The accumulation of Ca²⁺ in the cytosol may occur (1) following the entry of Ca²⁺ from the extracellular space (ECS) through L-type voltage-gated channels (VGCC), store-operated Ca²⁺ entry (SOCE) via transient receptor potential canonical type 1-containing channels, and the plasma membrane Na⁺/Ca²⁺ exchanger (NCX), and (2) via G protein-coupled receptor (GPCR) activation, which can generate second messengers cAMP, inositol 1,4,5 triphosphate (IP₃), and diacylglycerol (DAG). The GPCR activation in astrocytes retrieves Ca²⁺ from the ER internal stores that possess IP₃ receptors (IP₃R) as well as from ryanodine (Ry)-sensitive channels acting as conduits for Ca²⁺ delivery to the cytosol. The ER store is (re)filled by Ca²⁺-ATPase (i.e., SERCA pumps), which can be blocked by thapsigargin (Thaps). Cytosolic Ca²⁺ levels are modulated by mitochondria. These organelles take up Ca²⁺ via the Ca²⁺ uniporter, which is blocked by ruthenium 360 (Ru360), during the cytosolic Ca²⁺ increase. As cytosolic Ca²⁺ decreases due to the extrusion mechanisms, Ca²⁺ is slowly released by mitochondria into the cytosol via the mitochondrial Na⁺/Ca²⁺ exchanger as well as by the transient opening of the mitochondrial permeability transition pore. This transient opening is indirectly blocked by cyclosporin A (CsA), which binds cyclophilin D (not shown). The increase in cytosolic Ca²⁺ levels is sufficient and necessary to cause the fusion of secretory vesicles (which themselves can act as IP₃-sensitive stores for Ca²⁺) with the plasma membrane, mediating the exit of gliosignaling molecules (such as amino acids, peptides, and ATP) from the vesicle lumen into the ECS. The cAMP-mediated modulation of Ca²⁺ homeostasis may occur at the level of Ca²⁺ entry or extrusion from the cytosol. Moreover, cAMP-mediated mechanisms may directly affect the fusion pore and the extrusion of gliosignals from the vesicle lumen. Drawing is not to scale.

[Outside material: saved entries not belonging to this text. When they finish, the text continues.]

PR #246, opened 2015-03-14
Fixed issue with "SoapFormatter.Deserialize" exception

Benglin:
This fixes [an internally tracked defect](http://adsk-oss.myjetbrains.com/youtrack/issue/MAGN-6634).

When `SoapFormatter.Deserialize` tries to load `RevitServices.dll`. The assembly resolution logic in `DynamoRevitApp.ResolveAssembly` was called, but it attempts to load the said assembly from:

    C:\Program Files\Dynamo 0.8

That itself is insufficient, the `RevitServices.dll` resides in the same folder where `DynamoRevitDS.dll` resides, which is the following folder:

    C:\Program Files\Dynamo 0.8\Revit_2015

This pull request enhances the logic by first checking to see if `RevitServices.dll` can be found alongside `DynamoRevitDS.dll`.

@Randy-Ma, I'm going to merge this in to stabilize the build, but please have a look afterwards, thanks :)


Randy-Ma:
LGTM

PR #256, opened 2015-03-16
Version Selector support for all Dynamo installs

sharadkjaiswal:
Merge #248 and #255 to Revit2016 branch.


sharadkjaiswal:
@aparajit-pratap PTAL

PR #267, opened 2015-03-18
Categorize one test case to the Failure category

Randy-Ma:
There is one test case which is failing because of other component. Before the conclusion is made, I am temporarily marking this test case as Failure.

@ke-yu 
PTAL


ke-yu:
LGTM

PR #279, opened 2015-03-23
Fix MAGN-6738  Dynamo 0.8.0 throws error while launching Dynamo ...

Randy-Ma:
<h6>Summary</h6>

The error is thrown because RevitServiceUpdater is initialized twice. I am removing one because the RevitServiceUpdater has been changed in: https://github.com/DynamoDS/Dynamo/pull/3554. In this pull request, the initialization is done when the application plugin starts.

@sharadkjaiswal 
PTAL


sharadkjaiswal:
Thanks, @Randy-Ma LGTM

PR #280, opened 2015-03-23
Kill Infinite Loops

ikeough:
This PR fixes an issue described in [MAGN-6360](http://adsk-oss.myjetbrains.com/youtrack/issue/MAGN-6360), where certain `Revit.Element` types would cause infinite looping when they set property values on Revit elements and subsequently responded to the document modification events which those editions caused.

Here we do two things to "cut the loop":
- We introduce the `CurveUtilities.AreCurvesSimilar` method which compares two curves for similarity. For `Revit.Element` types where we set a curve on an internal Revit element, this allows us to check the curves for similarity before setting to avoid causing a document modification.
- We add checks at a number of locations in the code for curve similarity or object value to avoid setting a property on a revit element if it's not absolutely necessary.

PTAL:
- [x] @Randy-Ma (because you investigated for me)

Requires Merge:
- [ ] Revit2015
- [ ] Revit2016
- [ ] RC0.8.0_Revit2014
- [ ] RC0.8.0_Revit2015
- [ ] RC0.8.0_Revit2016

### DIFF
--- a/src/Libraries/RevitNodes/GeometryConversion/CurveUtils.cs
+++ b/src/Libraries/RevitNodes/GeometryConversion/CurveUtils.cs
@@ -1,11 +1,11 @@
 ﻿using System;
 using System.Collections.Generic;
 using System.Linq;
-using System.Text;
-using System.Windows.Media;
 
 using Autodesk.DesignScript.Runtime;
 using Autodesk.Revit.DB;
+
+using DynamoUnits;
 
 namespace Revit.GeometryConversion
 {
@@ -28,7 +28,7 @@ namespace Revit.GeometryConversion
                 XYZ norm = null;
 
                 //keep old plane computations
-                if (System.Math.Abs(p0.Z - p2.Z) < Tolerance)
+                if (Math.Abs(p0.Z - p2.Z) < Tolerance)
                 {
                     norm = XYZ.BasisZ;
                 }
@@ -69,7 +69,7 @@ namespace Revit.GeometryConversion
             return bestFitPlane.ToPlane(false);
         }
 
-        public static bool IsLineLike(Autodesk.Revit.DB.Curve crv)
+        public static bool IsLineLike(Curve crv)
         {
             if (crv is Line) return true;
             if (crv is HermiteSpline) return IsLineLikeInternal(crv as HermiteSpline);
@@ -79,14 +79,28 @@ namespace Revit.GeometryConversion
             return false;
         }
 
+        public static bool CurvesAreSimilar(Curve a, Curve b, double tolerance = 1.0e-6)
+        {
+            if (a.GetType() != b.GetType())
+                return false;
+
+            if (!CurvesHaveSameEndpoints(a, b, tolerance))
+                return false;
+
+            dynamic ad = a;
+            dynamic bd = b;
+
+            return AreSimilar(ad, bd, tolerance);
+        }
+
         #region IsLineLike Helpers
 
-        private static bool IsLineLikeInternal(Autodesk.Revit.DB.NurbSpline crv)
+        private static bool IsLineLikeInternal(NurbSpline crv)
         {
             return IsLineLikeInternal(crv.CtrlPoints);
         }
 
-        private static bool IsLineLikeInternal(Autodesk.Revit.DB.HermiteSpline crv)
+        private static bool IsLineLikeInternal(HermiteSpline crv)
         {
             var controlPoints = crv.ControlPoints;
             var controlPointsAligned = IsLineLikeInternal(controlPoints);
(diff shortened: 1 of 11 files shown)


src/Libraries/RevitNodes/GeometryConversion/CurveUtils.cs
```diff
@@ -124,6 +149,72 @@ private static bool IsLineLikeInternal(IList<XYZ> points)
...
+        private static bool AreSimilar(Line a, Line b, double tolerance)
+        {
+            return CurvesHaveSameEndpoints(a,b, tolerance);
+        }
+
+        private static bool AreSimilar(Arc a, Arc b, double tolerance)
+        {
+            return a.Center.IsAlmostEqualTo(b.Center) && 
+                a.Radius.AlmostEquals(b.Radius, 1.0e-6) && 
+                a.IsCyclic == b.IsCyclic;
```
Randy-Ma: Are we assuming the inputs are always full circles? Otherwise, I think it is better to compare the start angles, end angles and normals.

src/Libraries/RevitNodes/GeometryConversion/CurveUtils.cs
```diff
@@ -124,6 +149,72 @@ private static bool IsLineLikeInternal(IList<XYZ> points)
...
+                a.Radius.AlmostEquals(b.Radius, tolerance) &&
+                a.XVector.IsAlmostEqualTo(b.XVector) &&
+                a.YVector.IsAlmostEqualTo(b.YVector) &&
+                a.ZVector.IsAlmostEqualTo(b.ZVector);
+        }
+
+        private static bool CompareRandomParameterLocationDistances(
+            Curve a, Curve b, double tolerance)
+        {
+            for (var i = 0; i < 10; i++)
```
Randy-Ma: Ten points happen to be the same can not logically prove that the two curves are the same.

src/Libraries/RevitNodes/GeometryConversion/CurveUtils.cs
ikeough: The start point and end point are already compared in an outer check. I agree we should add a normal check.

src/Libraries/RevitNodes/GeometryConversion/CurveUtils.cs
ikeough: I agree 10 is too few. But, we need to balance this call being too expensive with being fool-proof. You could say the same about 10,000 points being the same. We have to start somewhere :)

Randy-Ma:
@ikeough 
Thanks for the fix! 
But in my opinion, if the input of some nodes has not changed, ideally the graph should not run again. Or even if we re-execute the graph, the part with no changes should not run again. Ideally we do not even need to check whether the input has changed or not when the function is called.

ikeough:
@Randy-Ma You're right. This is not the perfect fix. 

I think we might be able to use the HomeWorkspaceModel.GetExecutingNodes API that was created for the run preview work to limit the number of OnNodeModified calls that are triggered in the document modification handlers. That is the only way, that I can think of, to determine whether the node is going to execute during the next run.

src/Libraries/RevitNodes/GeometryConversion/CurveUtils.cs
Randy-Ma: @ikeough 
I really really do not like to compare curves in this way. :(

Randy-Ma: Bear with me. :)

Randy-Ma:
@ikeough 
I have just had an discussion with @junmendoza. The current logic to cut the infinite loop looks good to me. But for comparing the curves, I do hope we can improve the algorithm. Other than this, LGTM! Also thanks a lot for your patient work to cut the infinite loop for other elements!

ikeough:
@Randy-Ma @junmendoza What I proposed above, to use the `GetExecutingNodes` API won't work because after the document modification event is handled, but before the modification event is raised on the node, the node won't be part of the collection of nodes that are going to be executed, as reported by that API. So we wouldn't be able to skip raising their modified event based on their inclusion in that list.

Here's another idea...

In RevitDynamoModel we maintain a list called `LoopCandidates`. After execution we insert the Guid of every node that just executed into this list. When the document modification event is handled, as we loop over the collection of nodes whose bound elements have been modified, we check if that node's Guid is in the `LoopCandidates` list. If so, we don't raise a modification event for that node. After all nodes are modified, we clear the `LoopCandidates` list.

For the case where an execution of the node raises a document modification event, this will prevent the same node from re-executing as that modification event is handled. For the case where some interaction in Revit modifies the element, this will still allow for the node to raise its modified event.

PR #281, opened 2015-03-24
Use runtimecore to get runtime warnings

junmendoza:
@Randy-Ma


Randy-Ma:
As I can see, these are changes applied according to some changes in the engine to fix the build errors! LGTM!

PR #284, opened 2015-03-24
Move one test case out of the Failure category

Randy-Ma:
<h4>Summary</h4>
As the test case which is temporarily marked as failure has been fixed, I am moving this test case out of the Failure category.

@junmendoza 
PTAL


junmendoza:
LGTM

PR #295, opened 2015-03-25
Fix MAGN-6737 File Exit crashes Revit

Randy-Ma:
<h4>Summary</h4>

The singleton instance of RevitServicesUpdater is disposed but later it is still used by the model. I am moving the disposing method call from where the view is closed to where the model is shutdown.

@Benglin 
PTAL


Benglin:
Thanks a lot for helping to merge, @pboyer!

PR #297, opened 2015-03-25
Fix MAGN-6737 File Exit crashes Revit

Randy-Ma:
<h4>Summary</h4>

The singleton instance of RevitServicesUpdater is disposed but later it is still used by the model. As the instance is only instantiated once when the plugin is initialized and so I am removing the call to dispose the instance when the view is closed.

@Benglin 
PTAL


pboyer:
As this is the same fix I conisdered, I'm just merging this in.

Benglin:
Thanks a lot for helping to merge, @pboyer!

PR #301, opened 2015-03-25
MAGN-5850 Element Binding / Dynamo not properly deleting Revit Elements created in previous Dynamo session by same file

ikeough:
This pull request fixes [MAGN-5850](http://adsk-oss.myjetbrains.com/youtrack/issue/MAGN-5850#comment=61-17451), by adding an element reconciliation step after the first evaluation.

## Why
Open a Revit model that, for example, has 5 structural framing members that were created by Dynamo. Then open the corresponding dyn file, and adjust some parameters that affect the layout of the structural framing such that you will get 2 structural framing members, and hit Run. What you get in Revit is 2 elements that are in the right place and 3 that haven't been touched. Those 3 elements should be deleted. But Dynamo doesn't know that it's supposed to delete them, because it doesn't know anything about the historical state of the model.

## How The Fix Works
After a `HomeWorkspaceModel` is added to `DynamoModel`, we check to see whether the workspace has `PreloadedTraceData`. This will be the raw trace data as it is serialized into the .dyn file. If trace data is available, we deserialize the data and build a map for the workspace of previously executed nodes and the elements ids that were associated with them. This is stored in the `historicalElementData` field. This map is built in such a way as to support multiple home workspaces in the future. 

After evaluation is completed, we check whether there is historical element data available for the workspace. If there is we proceed with element reconciliation. During element reconciliation we build another element id map, this time using the trace data from the current run. We compare the current map with the historical map and we identify any elements that were created historically, but were not created during this run. Those "orphan" elements are then deleted. At the conclusion of element reconciliation we delete the current workspace's historical id map so that this reconciliation never takes place again.

This PR requires [this core PR](https://github.com/DynamoDS/Dynamo/pull/4093).

PTAL:
- [x] @Randy-Ma (Because I think you'll get a kick out of this...and because of some small fixes to `ElementIdLifeCycleManager`)

Requires Merge:
- [ ] Revit2015
- [ ] Revit2016

DO NOT APPLY THIS CHANGE TO THE 0.8.0 RC BRANCHES!!

### DIFF
--- a/src/DynamoRevit/Models/RevitDynamoModel.cs
+++ b/src/DynamoRevit/Models/RevitDynamoModel.cs
@@ -1,8 +1,11 @@
 ﻿using System;
 using System.Collections.Generic;
+using System.Diagnostics;
 using System.IO;
 using System.Linq;
 using System.Reflection;
+using System.Runtime.Serialization;
+using System.Runtime.Serialization.Formatters.Soap;
 using System.Windows.Forms;
 
 using Autodesk.Revit.DB;
@@ -20,6 +23,8 @@ using Dynamo.Utilities;
 using DynamoServices;
 
 using Greg;
+
+using ProtoCore;
 
 using Revit.Elements;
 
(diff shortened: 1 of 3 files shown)


src/DynamoRevit/Models/RevitDynamoModel.cs
```diff
@@ -360,12 +419,101 @@ private void OnApplicationViewActivated(object sender, ViewActivatedEventArgs e)
...
+
+            foreach (var kvp in workspaceHistory)
+            {
+                var nodeGuid = kvp.Key;
+
+                // If the current run doesn't have a key for 
+                // this guid, then all of these elements are 
+                // orphaned.
+
+                if (!currentRunData.ContainsKey(nodeGuid))
```
Randy-Ma: So this is assuming some nodes are removed from the graph?

src/DynamoRevit/Models/RevitDynamoModel.cs
```diff
@@ -360,12 +419,101 @@ private void OnApplicationViewActivated(object sender, ViewActivatedEventArgs e)
...
+                    orphanedIds.AddRange(kvp.Value);
+                    continue;
+                }
+
+                var currentRunNodeGuids = currentRunData[nodeGuid];
+
+                // If the current run didn't create an element
+                // in the current run, then add an orphan.
+
+                orphanedIds.AddRange(kvp.Value.Where(id => !currentRunNodeGuids.Contains(id)));
```
Randy-Ma: I do not quite understand the logic here. Who will delete the items in the pre-loaded trace data? Assuming the input is changed from 1..3 to 1..1, there should still be 3 items in the trace data for the call site.

Randy-Ma:
@ikeough 

This is amazing!

I temporarily have not seen any side effects to dispose the life cycle manager instance. 

The sync based on work space id looks like a good idea.

src/DynamoRevit/Models/RevitDynamoModel.cs
ikeough: This is a good question.

When we go from 1..3 to 1..1 there are now fewer items in the current run's trace data. The old ones are no longer there. That's why this works. I didn't delve into how call sites clean up, but there is definitely not trace data for the old elements hanging around after the first run. This is why this works.

src/DynamoRevit/Models/RevitDynamoModel.cs
ikeough: Yes, this would be the case that before you run, you delete a node.

src/DynamoRevit/Models/RevitDynamoModel.cs
Randy-Ma: @ikeough 
As I can understand, the old ones should still be there according to the current implementation.

ikeough: @Randy-Ma 

I would say that we can delete the out of date trace data as we do the comparison, but the data is all packed together in a SingleRunTraceData object. The serialized blob represents the whole thing. I can just delete specific elements from those SingleRunTraceData objects. If we don't delete them, then they will be left around forever and potentially saved back to the file, which is something that I didn't check.

The other strategy that I tried was to preload the trace data before the first run. Then we could go and delete specific ids off the SingleRunTraceData at the CallSites. But when I tried this, I got some null refs from the engine which scared me away. Perhaps I should try this again.

Randy-Ma: @ikeough 

I just checked the logic related to trace data and verified that the current run trace data will not include those that are left over. For example, if we change from 0..3 to 0..1, the current run trace data will only contain 2 instead of 4.

Based on this, your current logic is correct.

Randy-Ma:
@ikeough 

Thanks a lot for the fix! 

I have just verified the logic related to the trace data! Your logic is correct! LGTM!

PR #302, opened 2015-03-26
Fix MAGN-6762 Revit crashes after reopen of project after family creation

Randy-Ma:
<h4>Summary</h4>

Because now we have moved the event handlers related to opening/closing documents to the model, when the model is shutdown, the event handlers will be unregistered. As a result, before a new model is created and the event handlers are registered, the events will not be handled. Even a document opening event will not be handled and the document hold by the document manager instance is invalid.

This submission makes the change to unregister the events for some nodes so there will be no chance to access the document to avoid a crash.

This will also help avoid memory leaks.

@Benglin 
PTAL


Benglin:

PR #304, opened 2015-03-26
Fix possible memory leaks

Randy-Ma:
<h4>Summary</h4>

This is to apply the following changes:
https://github.com/DynamoDS/DynamoRevit/pull/302

@Benglin 
PTAL


Benglin:

PR #307, opened 2015-03-26
Fix possible memory leaks

Randy-Ma:
This is to merge the changes in:
https://github.com/DynamoDS/DynamoRevit/pull/304

@Benglin 
PTAL


Benglin:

Figure 2. Delay between the increase in cytosolic Ca²⁺ and the increase in membrane capacitance reported for vesicle-based secretory activity in astrocytes

(A) Typical responses of membrane capacitance (C_m) in three individual astrocytes elicited by flash (UV) photolysis-induced (upward-pointing arrow) elevations in the intracellular calcium concentration ([Ca²⁺]_i). Numbers adjacent to traces indicate measured peak values of [Ca²⁺]_i. (B) Time derivative of responses corresponding to traces in (A) as indicated by the arrows. Dashed vertical lines denote the delays between the flash delivery and the maximal rate of C_m increase. (C) Ca²⁺ dependence of the maximal rate of capacitance increase. The curve was obtained by fitting the data to the following function: (f F/s) = (3008 ± 792) × ([Ca²⁺]^{(5.3 ± 2.3)})/((21.9 ± 3.8 μM)^{(5.3 ± 2.3)} + [Ca²⁺]^{(5.3 ± 2.3)}). Each filled circle represents the average ± standard error of three to five measurements. (D) Ca²⁺ dependence of the delay to the maximal rate of capacitance increase. The curve was obtained by fitting the data to the following exponential regression algorithm: delay (s) = (0.55 ± 0.15 s) × (exp(−(0.057 ± 0.015 μM⁻¹) × [Ca²⁺])), where the parameters are in the format mean ± standard error. Modified with permission from Figure 2 in Kreft et al. (2004).